Exercise objective:
Please set down the whole listing again, precisely.

Provided records:
PR #494, opened 2020-11-12
Remove inaccessible diagrams

jonathanglassman:
As part of the 2020 accessibility work, we should remove the following two diagrams from the tech docs as they are not accessible (use colour to denote meaning, not an svg format, alt text, not clear, not necessary):

- https://docs.payments.service.gov.uk/api_reference/#payment-status-lifecycle
- https://docs.payments.service.gov.uk/payment_flow/#overview

The payment flow overview diagram is already described in the body text so does not need any further changes.

The payment status lifecycle diagram needs to be described in the body text so this ticket will encompass that work.

### DIFF
--- a/source/api_reference/index.html.md.erb
+++ b/source/api_reference/index.html.md.erb
@@ -77,7 +77,7 @@ A successful response includes ``status`` and ``finished`` values:
   </tr>
   <tr>
     <td> submitted </td>
-    <td> Your user has submitted payment details, and gone through 3D Secure.<br>The PSP has authorised the payment, but the user has not yet selected <b>Confirm</b>. </td>
+    <td> Your user has submitted payment details, and gone through authentication if required.<br>The PSP has authorised the payment, but the user has not yet selected <b>Confirm</b>. </td>
     <td> false </td>
   </tr>
   <tr>
@@ -87,7 +87,7 @@ A successful response includes ``status`` and ``finished`` values:
   </tr>
   <tr>
     <td> success </td>
-    <td> Your user successfully completed the payment by selecting <b>Confirm</b>. <br>The user is redirected to an appropriate payment confirmation page on your service.</td>
+    <td> Your user successfully completed the payment by selecting <b>Confirm</b>. <br>The user is redirected to an appropriate payment confirmation page.</td>
     <td> true </td>
   </tr>
   <tr>
--- a/source/api_reference/index.html.md.erb
+++ b/source/api_reference/index.html.md.erb
@@ -50,10 +50,8 @@ Authorization: Bearer <YOUR-API-KEY-HERE>
 
 ## Payment status lifecycle
 
-The following diagram gives an overview of the payment status lifecycle and the
-possible outcomes, excluding for delayed capture payments:
+The following table summarises the payment status lifecycle and the possible outcomes, excluding for delayed capture payments.
 
-<%= image_tag "/images/payment-states.svg", { :alt => '' } %>
 
 You can check the status of a payment using the <a
 href="https://govukpay-api-browser.cloudapps.digital/#get-a-payment"
@@ -69,7 +67,7 @@ A successful response includes ``status`` and ``finished`` values:
   </tr>
   <tr>
     <td> created </td>
-    <td> Payment created. Your user has not yet visited <code>next_url</code>. </td>
+    <td> Payment created using the API. Your user has not yet visited <code>next_url</code>. </td>
     <td> false </td>
   </tr>
   <tr>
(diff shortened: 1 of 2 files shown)


source/api_reference/index.html.md.erb
```diff
@@ -79,22 +77,22 @@ A successful response includes ``status`` and ``finished`` values:
   </tr>
   <tr>
     <td> submitted </td>
-    <td> Your user has submitted payment details but has not yet selected <b>Confirm</b>. </td>
+    <td> Your user has submitted payment details, and gone through 3D Secure.<br>The PSP has authorised the payment, but the user has not yet selected <b>Confirm</b>. </td>
```
miriamalice, line 80: do we need to say 'if applicable' or something for 3dS?

source/api_reference/index.html.md.erb
```diff
@@ -79,22 +77,22 @@ A successful response includes ``status`` and ``finished`` values:
...
   <tr>
     <td> capturable </td>
-    <td> The payment is a [delayed capture](/delayed_capture/#delay-taking-a-payment), and your user has submitted payment details and selected <b>Confirm</b>. </td>
+    <td> The payment is a <a href="/delayed_capture/#delay-taking-a-payment" target="blank">delayed capture</a>, and your user has submitted payment details and selected <b>Confirm</b>. </td>
     <td> false </td>
   </tr>
   <tr>
     <td> success </td>
-    <td> Your user successfully completed the payment. </td>
+    <td> Your user successfully completed the payment by selecting <b>Confirm</b>. <br>The user is redirected to an appropriate payment confirmation page on your service.</td>
```
miriamalice, line 90: do we need to say what would happen with payment links (ie they got the confirmation page that we host?)

source/api_reference/index.html.md.erb
```diff
@@ -104,7 +102,7 @@ A successful response includes ``status`` and ``finished`` values:
   </tr>
   <tr>
     <td> error </td>
-    <td> Something went wrong with GOV.UK Pay or the underlying payment service provider. <a href="/support_contact_and_more_information/#contact-us">Contact us.</a> </td>
+    <td> Something went wrong with GOV.UK Pay or the underlying payment service provider. Payment fails safely with no money taken. <a href="/support_contact_and_more_information/#contact-us">Contact us.</a> </td>
```
miriamalice, line 105: what do we show the user here? and error message as well?

source/payment_flow/index.html.md.erb
```diff
@@ -13,25 +13,13 @@ There's a different process for [taking Direct Debit payments](/direct_debit/#ta
 
 ## Overview
 
-The following diagram outlines the payment process for a service that has a GOV.UK Pay
-integration:
+The following payment process is for a service that is integrated with the GOV.UK Pay API.
```
miriamalice, line 16: at some point it might be good to say - there is a different process for payment links and provide a link with details on that? recognise it's a dicsussion as to whether that sits in the product pages or the tech docs.

source/payment_flow/index.html.md.erb
```diff
@@ -13,25 +13,13 @@ There's a different process for [taking Direct Debit payments](/direct_debit/#ta
...
-GOV.UK Pay.
-
-Your user enters their payment details (for example payment card
-details and billing address) on the GOV.UK Pay pages. GOV.UK Pay verifies the
-payment with the underlying PSP.
-
-After the transaction reaches a final state, your user is then redirected
-back to your service.
+1. When your user needs to make a payment, your service makes an API call to create a new payment.
+1. Your service then redirect your use to the payment pages hosted on GOV.UK Pay.
```
miriamalice, line 19: redirects?

jonathanglassman: whoops

source/payment_flow/index.html.md.erb
jonathanglassman: Directly above this on the page at https://docs.payments.service.gov.uk/payment_flow/#how-gov-uk-pay-works is a warning with a link to the payment links page in the tech docs: `Warning - This does not apply to your users who use the payment links functionality`. Is that sufficient do you think? I don't want to repeat the same link again so soon.

source/api_reference/index.html.md.erb
jonathanglassman: How about "Strong Customer Authentication" instead as that's the term we're using now?

miriamalice: we should use that, yes, good point. but also it only applies to online payments not phone payments, so not all transactions with have SCA.

source/payment_flow/index.html.md.erb
miriamalice: yeah that's fine, sorry hadnt seen that. would be good to think about payment links specific content at some point too.

source/api_reference/index.html.md.erb
jonathanglassman: I think we just remove "on your service" here to account for both situations. If we explain both situations, the table cell gets really long.

source/api_reference/index.html.md.erb
jonathanglassman: I don't know. Maybe we should put a link to the HTTP status code content below this table?

jonathanglassman: @sfount @kbottla can you advise?

kbottla: Users will see below, if there is a technical error
Screenshot 2020-11-18 at 17 15 43

We display this hint in selfservice for Error status

```
The was an error with the payment. This could be due to a configuration problem between the service and the payment provider. Contact the GOV.UK Pay team with the payment ID, quoting error code P0050.
```

jonathanglassman: thank you!

jonathanglassman:
@miriamalice I've incorporated Krishna's latest information into this PR. Are you happy with the content?

miriamalice (approved):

Task solution:
PR #494, opened 2020-11-12
Remove inaccessible diagrams

jonathanglassman:
As part of the 2020 accessibility work, we should remove the following two diagrams from the tech docs as they are not accessible (use colour to denote meaning, not an svg format, alt text, not clear, not necessary):

- https://docs.payments.service.gov.uk/api_reference/#payment-status-lifecycle
- https://docs.payments.service.gov.uk/payment_flow/#overview

The payment flow overview diagram is already described in the body text so does not need any further changes.

The payment status lifecycle diagram needs to be described in the body text so this ticket will encompass that work.

### DIFF
--- a/source/api_reference/index.html.md.erb
+++ b/source/api_reference/index.html.md.erb
@@ -77,7 +77,7 @@ A successful response includes ``status`` and ``finished`` values:
   </tr>
   <tr>
     <td> submitted </td>
-    <td> Your user has submitted payment details, and gone through 3D Secure.<br>The PSP has authorised the payment, but the user has not yet selected <b>Confirm</b>. </td>
+    <td> Your user has submitted payment details, and gone through authentication if required.<br>The PSP has authorised the payment, but the user has not yet selected <b>Confirm</b>. </td>
     <td> false </td>
   </tr>
   <tr>
@@ -87,7 +87,7 @@ A successful response includes ``status`` and ``finished`` values:
   </tr>
   <tr>
     <td> success </td>
-    <td> Your user successfully completed the payment by selecting <b>Confirm</b>. <br>The user is redirected to an appropriate payment confirmation page on your service.</td>
+    <td> Your user successfully completed the payment by selecting <b>Confirm</b>. <br>The user is redirected to an appropriate payment confirmation page.</td>
     <td> true </td>
   </tr>
   <tr>
--- a/source/api_reference/index.html.md.erb
+++ b/source/api_reference/index.html.md.erb
@@ -50,10 +50,8 @@ Authorization: Bearer <YOUR-API-KEY-HERE>
 
 ## Payment status lifecycle
 
-The following diagram gives an overview of the payment status lifecycle and the
-possible outcomes, excluding for delayed capture payments:
+The following table summarises the payment status lifecycle and the possible outcomes, excluding for delayed capture payments.
 
-<%= image_tag "/images/payment-states.svg", { :alt => '' } %>
 
 You can check the status of a payment using the <a
 href="https://govukpay-api-browser.cloudapps.digital/#get-a-payment"
@@ -69,7 +67,7 @@ A successful response includes ``status`` and ``finished`` values:
   </tr>
   <tr>
     <td> created </td>
-    <td> Payment created. Your user has not yet visited <code>next_url</code>. </td>
+    <td> Payment created using the API. Your user has not yet visited <code>next_url</code>. </td>
     <td> false </td>
   </tr>
   <tr>
(diff shortened: 1 of 2 files shown)


source/api_reference/index.html.md.erb
```diff
@@ -79,22 +77,22 @@ A successful response includes ``status`` and ``finished`` values:
   </tr>
   <tr>
     <td> submitted </td>
-    <td> Your user has submitted payment details but has not yet selected <b>Confirm</b>. </td>
+    <td> Your user has submitted payment details, and gone through 3D Secure.<br>The PSP has authorised the payment, but the user has not yet selected <b>Confirm</b>. </td>
```
miriamalice, line 80: do we need to say 'if applicable' or something for 3dS?

source/api_reference/index.html.md.erb
```diff
@@ -79,22 +77,22 @@ A successful response includes ``status`` and ``finished`` values:
...
   <tr>
     <td> capturable </td>
-    <td> The payment is a [delayed capture](/delayed_capture/#delay-taking-a-payment), and your user has submitted payment details and selected <b>Confirm</b>. </td>
+    <td> The payment is a <a href="/delayed_capture/#delay-taking-a-payment" target="blank">delayed capture</a>, and your user has submitted payment details and selected <b>Confirm</b>. </td>
     <td> false </td>
   </tr>
   <tr>
     <td> success </td>
-    <td> Your user successfully completed the payment. </td>
+    <td> Your user successfully completed the payment by selecting <b>Confirm</b>. <br>The user is redirected to an appropriate payment confirmation page on your service.</td>
```
miriamalice, line 90: do we need to say what would happen with payment links (ie they got the confirmation page that we host?)

source/api_reference/index.html.md.erb
```diff
@@ -104,7 +102,7 @@ A successful response includes ``status`` and ``finished`` values:
   </tr>
   <tr>
     <td> error </td>
-    <td> Something went wrong with GOV.UK Pay or the underlying payment service provider. <a href="/support_contact_and_more_information/#contact-us">Contact us.</a> </td>
+    <td> Something went wrong with GOV.UK Pay or the underlying payment service provider. Payment fails safely with no money taken. <a href="/support_contact_and_more_information/#contact-us">Contact us.</a> </td>
```
miriamalice, line 105: what do we show the user here? and error message as well?

source/payment_flow/index.html.md.erb
```diff
@@ -13,25 +13,13 @@ There's a different process for [taking Direct Debit payments](/direct_debit/#ta
 
 ## Overview
 
-The following diagram outlines the payment process for a service that has a GOV.UK Pay
-integration:
+The following payment process is for a service that is integrated with the GOV.UK Pay API.
```
miriamalice, line 16: at some point it might be good to say - there is a different process for payment links and provide a link with details on that? recognise it's a dicsussion as to whether that sits in the product pages or the tech docs.

source/payment_flow/index.html.md.erb
```diff
@@ -13,25 +13,13 @@ There's a different process for [taking Direct Debit payments](/direct_debit/#ta
...
-GOV.UK Pay.
-
-Your user enters their payment details (for example payment card
-details and billing address) on the GOV.UK Pay pages. GOV.UK Pay verifies the
-payment with the underlying PSP.
-
-After the transaction reaches a final state, your user is then redirected
-back to your service.
+1. When your user needs to make a payment, your service makes an API call to create a new payment.
+1. Your service then redirect your use to the payment pages hosted on GOV.UK Pay.
```
miriamalice, line 19: redirects?

jonathanglassman: whoops

source/payment_flow/index.html.md.erb
jonathanglassman: Directly above this on the page at https://docs.payments.service.gov.uk/payment_flow/#how-gov-uk-pay-works is a warning with a link to the payment links page in the tech docs: `Warning - This does not apply to your users who use the payment links functionality`. Is that sufficient do you think? I don't want to repeat the same link again so soon.

source/api_reference/index.html.md.erb
jonathanglassman: How about "Strong Customer Authentication" instead as that's the term we're using now?

miriamalice: we should use that, yes, good point. but also it only applies to online payments not phone payments, so not all transactions with have SCA.

source/payment_flow/index.html.md.erb
miriamalice: yeah that's fine, sorry hadnt seen that. would be good to think about payment links specific content at some point too.

source/api_reference/index.html.md.erb
jonathanglassman: I think we just remove "on your service" here to account for both situations. If we explain both situations, the table cell gets really long.

source/api_reference/index.html.md.erb
jonathanglassman: I don't know. Maybe we should put a link to the HTTP status code content below this table?

jonathanglassman: @sfount @kbottla can you advise?

kbottla: Users will see below, if there is a technical error
Screenshot 2020-11-18 at 17 15 43

We display this hint in selfservice for Error status

```
The was an error with the payment. This could be due to a configuration problem between the service and the payment provider. Contact the GOV.UK Pay team with the payment ID, quoting error code P0050.
```

jonathanglassman: thank you!

jonathanglassman:
@miriamalice I've incorporated Krishna's latest information into this PR. Are you happy with the content?

miriamalice (approved):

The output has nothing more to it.